### Work item
From the records below, count the lines holding the string "PlatformDependent". Only the number is wanted.

### Materials provided
PR #8423, opened 2018-10-23
Add testing ByteBufAllocator for leak unit testing

dain:
Motivation:

Currently the only way to detect leaks during testing is log scanning which is
difficult to automate.  As an alternative it would be nice to fail unit tests
that leak buffers.

Modifications:

Added try with resources friendly TestingPooledByteBufAllocator which throws
an AssertionError in close if all buffers have not been freed.  To implement
this, I modified modified ResourceLeakDetector to allow sub clases to force
tracking and error reporting regardless of the global static tracking level,
or the configuration of the logging system.  I also added a method to allow
sub classes to dispose of all tracked references, which triggers reporting
if the referant was not freed. Then I modified, AbstractByteBufAllocator and
PooledByteBufAllocator to allow package local sub classes to hook the call to
the global static toLeakAwareBuffer methods.  Finally, I added
TestingPooledByteBufAllocator which is a subclass of PooledByteBufAllocator
containing a private ResourceLeakDetector that always tracks and warns on
leaks.

Result:

Developers using Netty can now easily verify that all buffers have been
released in unit tests.

### DIFF
--- a/buffer/src/main/java/io/netty/buffer/TestingPooledByteBufAllocator.java
+++ b/buffer/src/main/java/io/netty/buffer/TestingPooledByteBufAllocator.java
@@ -1,0 +1,133 @@
+/*
+ * Copyright 2018 The Netty Project
+ *
+ * The Netty Project licenses this file to you under the Apache License,
+ * version 2.0 (the "License"); you may not use this file except in compliance
+ * with the License. You may obtain a copy of the License at:
+ *
+ *   http://www.apache.org/licenses/LICENSE-2.0
+ *
+ * Unless required by applicable law or agreed to in writing, software
+ * distributed under the License is distributed on an "AS IS" BASIS, WITHOUT
+ * WARRANTIES OR CONDITIONS OF ANY KIND, either express or implied. See the
+ * License for the specific language governing permissions and limitations
+ * under the License.
+ */
+
+package io.netty.buffer;
+
+import io.netty.util.ResourceLeakDetector;
+import io.netty.util.ResourceLeakTracker;
+
+import java.io.Closeable;
+import java.util.ArrayList;
+import java.util.Collections;
+import java.util.List;
+
+import static io.netty.util.internal.StringUtil.NEWLINE;
+
+/**
+ * A {@link ByteBufAllocator} for unit testing.  This allocator performs leak tracking
+ * on all allocated buffers.  At the end the test, call {@link #close} to assert
+ * that all buffers have been freed.
+ */
+public class TestingPooledByteBufAllocator extends PooledByteBufAllocator implements Closeable {
+
+    private final TestingResourceLeakDetector leakDetector = new TestingResourceLeakDetector();
+
+    public TestingPooledByteBufAllocator() {
+    }
+
+    public TestingPooledByteBufAllocator(boolean preferDirect) {
+        super(preferDirect);
+    }
+
+    @Override
+    ByteBuf toLeakAwareBufferInternal(ByteBuf buf) {
+        ResourceLeakTracker<ByteBuf> leak = leakDetector.track(buf);
+        if (leak != null) {
+            buf = new AdvancedLeakAwareByteBuf(buf, leak);
+        }
+        return buf;
+    }
+
+    @Override
+    CompositeByteBuf toLeakAwareBufferInternal(CompositeByteBuf buf) {
+        ResourceLeakTracker<ByteBuf> leak = leakDetector.track(buf);
+        if (leak != null) {
+            buf = new AdvancedLeakAwareCompositeByteBuf(buf, leak);
+        }
+        return buf;
+    }
+
+    /**
+     * Throws an exception if all allocated buffers have been not freed.
+     * @throws AssertionError if buffers have been leaked.
+     */
+    @Override
+    public void close() {
+        List<String> allLeaks = leakDetector.getAllLeaks();
+        if (!allLeaks.isEmpty()) {
+            throwLeakDetected(allLeaks);
+        }
+    }
+
+    private static void throwLeakDetected(List<String> allLeaks) {
+        int expectedBufferSize = 1024;
+        for (String leak : allLeaks) {
+            expectedBufferSize += leak.length();
+        }
+
+        StringBuilder buf = new StringBuilder(expectedBufferSize)
+                .append("LEAK: ")
+                .append(allLeaks.size())
+                .append(" leak(s) detected. ")
+                .append("ByteBuf.release() was not called before it's garbage-collected. ")
+                .append("See http://netty.io/wiki/reference-counted-objects.html for more information.");
+        for (int i = 0; i < allLeaks.size(); i++) {
+            String leak = allLeaks.get(i);
+            buf.append(NEWLINE)
+                    .append("== ByteBuf ")
+                    .append(i + 1)
+                    .append(": ")
+                    .append(leak);
+        }
+        buf.append(NEWLINE)
+                .append("== Leak detection:");
+        throw new AssertionError(buf.toString());
+    }
+
+    private static class TestingResourceLeakDetector extends ResourceLeakDetector<ByteBuf> {
+
+        private final List<String> leaks = new ArrayList<String>(0);
+
+        public TestingResourceLeakDetector() {
+            super(ByteBuf.class);
+        }
+
+        @Override
+        protected boolean shouldTrack(ByteBuf obj) {
+            return true;
+        }
+
+        @Override
+        protected boolean isLeakReportingEnabled() {
+            return true;
+        }
+
+        @Override
+        protected synchronized void reportTracedLeak(String resourceType, String records) {
+            leaks.add(records);
+        }
+
+        @Override
+        protected synchronized void reportUntracedLeak(String resourceType) {
+            leaks.add("Untracked ByteBuf without created at information");
+        }
+
+        synchronized List<String> getAllLeaks() {
+            disposeAllReferences();
+            return Collections.unmodifiableList(new ArrayList<String>(leaks));
+        }
+    }
+}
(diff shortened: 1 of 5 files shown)


dain:
BTW, I attempted to make the smallest addition to public APIs in this change.  They are limited to the new `protected` methods on `ResourceLeakDetector`, which are required because it is in a different package from the buffer allocators, and the new TestingPooledByteBufAllocator.  As an alternative to this implementation, you might may want to add a constructor to the allocators that allow the `ResourceLeakDetector` to be set to an instance level instead of requiring, and the "hook" methods I added.  Additionally, you may want to add a new constructor to `ResourceLeakDetector` that force enables resource tracking.

buffer/src/main/java/io/netty/buffer/TestingPooledByteBufAllocator.java
```diff
@@ -0,0 +1,105 @@
...
+
+import java.io.Closeable;
+import java.util.concurrent.atomic.AtomicBoolean;
+
+/**
+ * A {@link ByteBufAllocator} for unit testing.  This allocator performs leak tracking
+ * on all allocated buffers.  At the end the test, call {@link #close} to assert
+ * that all buffers have been freed.
+ */
+public class TestingPooledByteBufAllocator extends PooledByteBufAllocator implements Closeable {
```
normanmaurer: I wonder if this should better go into src/main/test and we should publish a test-jar to depend on ? 

@trustin @ejona86 @carl-mastrangelo  thoughts ?

buffer/src/main/java/io/netty/buffer/TestingPooledByteBufAllocator.java
```diff
@@ -0,0 +1,105 @@
...
+        }
+
+        @Override
+        protected boolean isLeakReportingEnabled() {
+            return true;
+        }
+
+        @Override
+        protected void reportTracedLeak(String resourceType, String records) {
+            leaked.set(true);
```
normanmaurer: I wonder if we should better store the resourceType and records here as well to make it easier to debug ?

We could include these in the AssertationError.

buffer/src/main/java/io/netty/buffer/TestingPooledByteBufAllocator.java
```diff
@@ -0,0 +1,105 @@
...
+            super.reportTracedLeak(resourceType, records);
+        }
+
+        @Override
+        protected void reportUntracedLeak(String resourceType) {
+            leaked.set(true);
+            super.reportUntracedLeak(resourceType);
```
normanmaurer: same as above

normanmaurer:
@netty-bot test this please

buffer/src/main/java/io/netty/buffer/TestingPooledByteBufAllocator.java
ejona86: gRPC uses a separate artifact (grpc-testing), which has been working well. But we also are able to make interesting dependency ordering, like grpc-testing depends on grpc-core, and grpc-core's tests depend on grpc-testing. That doesn't seem like a problem for this one class though.

Using a separate classifier in netty-buffer seems fine in many ways, although it probably won't show up in javadocs which would be unfortunate. With a separate testing artifact, you have to chose how many dependencies you're willing to have, so maybe the classifier is lighter-weight since it's not a big deal to have a separate jar for each existing artifact.

dain: I don't think putting this in test-jar would work since you end up pulling in testing deps like Junit.  We could move this to a new module, but we would need to switch the package due to the Java 9 split-module rule, and this would require making the new methods on `AbstractByteBufAllocator` protected (instead of package protected).

buffer/src/main/java/io/netty/buffer/TestingPooledByteBufAllocator.java
dain: I can do that.  Do you want a new public exception class so you can pull out the records programmatically, or private one so you need a debugger?  I use a debugger when working on stuff like this, so I don't have a strong opinion.

dain:
I updated the code to not call the super `reportTracedLeak` method as this logs a `LEAK` message which causes the build to fail.  Instead the new version stores the leak `records` and then throws an `AssertionError` containing all of the leaks in a single message, and the tests simply verify the message without printing.  Here is an example of the output you will get if the `AssertionError` is not caught https://gist.github.com/dain/5fece0946d7a1439b535a7af775f5a57

almson:
Retrieving log messages in a test is a pain, and this is a great idea, but

- I don't like how it's specific to ByteBufAllocator. Leak detector is used in other places. Seems like it should be a feature of the leak detector.
- There is a `ResourceLeakDetector.setLevel` which should obviate the changes to AbstractByteBufAllocator.
- The feature of the leak detector can be boiled down to having it write to a stringbuilder instead of a log, and offer a public method to reportLeaks as an assertion error. Asserting the sb is empty is the same as asserting on a list of strings.

dain:
@almson the approach you are suggestion has a few problems for my testing environment:
* My tests are executed concurrently to reduce build latencies, and the existing resource detection system is a global static, so leaks from one test can pollute results from another.
* The existing leak detector requires that an buffer be GCed, before a leak can be detected.  Since there can be a leak in a hard reference to a buffer, the object may never be GCed.  This change checks that all tracked objects are collected at the end of the test.

almson:
@dain 
- How do you execute your tests concurrently? Might not `forkMode` resolve the issue of statics? There's plenty of other statics all over the place.
- You're right that reportLeaks looks in refQueue while your disposeAllReferences looks in allLeaks. That's fine. My point is that such a method can be added directly to ResourceLeakDetector (named, "assertAllResourcesReleased" or somesuch) and properly documented without making the class any worse for it. This way, someone else stands a chance of discovering this functionality. It might even be useful in production (asserts often are.)

Btw, I'm not a core contributor, so don't take my criticism too seriously, but I did muck about in ResourceLeakDetector quite a bit just recently.

dain:
> * How do you execute your tests concurrently? Might not `forkMode` resolve the issue of statics? There's plenty of other statics all over the place.

We use multithreaded Maven tests and use the TestNG framework.  In my experience, `forkMode` option isn't great for fine grained parallelism (each test method could be creating an allocator), and not something the project uses.

> * You're right that reportLeaks looks in refQueue while your disposeAllReferences looks in allLeaks. That's fine. My point is that such a method can be added directly to ResourceLeakDetector (named, "assertAllResourcesReleased" or somesuch) and properly documented without making the class any worse for it. This way, someone else stands a chance of discovering this functionality.

I agree.  In a comment above, I mention that I tried to limit the additions to the public interfaces of this project, but in the long run, it might be better to explicitly support this without needing to subclass the allocator and resource tracker.

dain:
@normanmaurer updated.  Can you take another look?

common/src/main/java/io/netty/util/ResourceLeakDetector.java
```diff
@@ -275,7 +281,7 @@ private void clearRefQueue() {
     }
 
     private void reportLeak() {
-        if (!logger.isErrorEnabled()) {
+        if (isLeakReportingEnabled()) {
```
almson: This should be if (! isLeakReportingEnabled()).

almson:
My alternate proposal: https://github.com/netty/netty/pull/8431

buffer/src/main/java/io/netty/buffer/TestingPooledByteBufAllocator.java
carl-mastrangelo: +1 to a test jar.  There are some  testing utility functions / class I would like to add to Netty, but don't have anywhere to put them.

buffer/src/main/java/io/netty/buffer/TestingPooledByteBufAllocator.java
```diff
@@ -0,0 +1,133 @@
...
+    ByteBuf toLeakAwareBufferInternal(ByteBuf buf) {
+        ResourceLeakTracker<ByteBuf> leak = leakDetector.track(buf);
+        if (leak != null) {
+            buf = new AdvancedLeakAwareByteBuf(buf, leak);
+        }
+        return buf;
+    }
+
+    @Override
+    CompositeByteBuf toLeakAwareBufferInternal(CompositeByteBuf buf) {
```
carl-mastrangelo: Overloading with sub/super is probably not going to work out well.   Consider:

```java
ByteBuf composite = new CompositeByteBuffer(...);
toLeakAwareBufferInternal(composite);
```

That will call the wrong tracker.

buffer/src/main/java/io/netty/buffer/TestingPooledByteBufAllocator.java
```diff
@@ -0,0 +1,133 @@
...
+            return true;
+        }
+
+        @Override
+        protected boolean isLeakReportingEnabled() {
+            return true;
+        }
+
+        @Override
+        protected synchronized void reportTracedLeak(String resourceType, String records) {
```
carl-mastrangelo: Just use ConcurrentLinkedQueue?

common/src/main/java/io/netty/util/ResourceLeakDetector.java
```diff
@@ -245,18 +245,24 @@ public final ResourceLeak open(T obj) {
...
-    private DefaultResourceLeak track0(T obj) {
+    protected boolean shouldTrack(T obj) {
         Level level = ResourceLeakDetector.level;
         if (level == Level.DISABLED) {
-            return null;
+            return false;
         }
 
         if (level.ordinal() < Level.PARANOID.ordinal()) {
             if ((PlatformDependent.threadLocalRandom().nextInt(samplingInterval)) == 0) {
```
carl-mastrangelo: This should just be a return right?

`return (PlatformDependent.threadLocalRandom().nextInt(samplingInterval)) == 0);`

normanmaurer:
Let me close this ... I think a better approach would be to do something with a `RunListener`: https://junit.org/junit4/javadoc/4.12/org/junit/runner/notification/RunListener.html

### The answer
2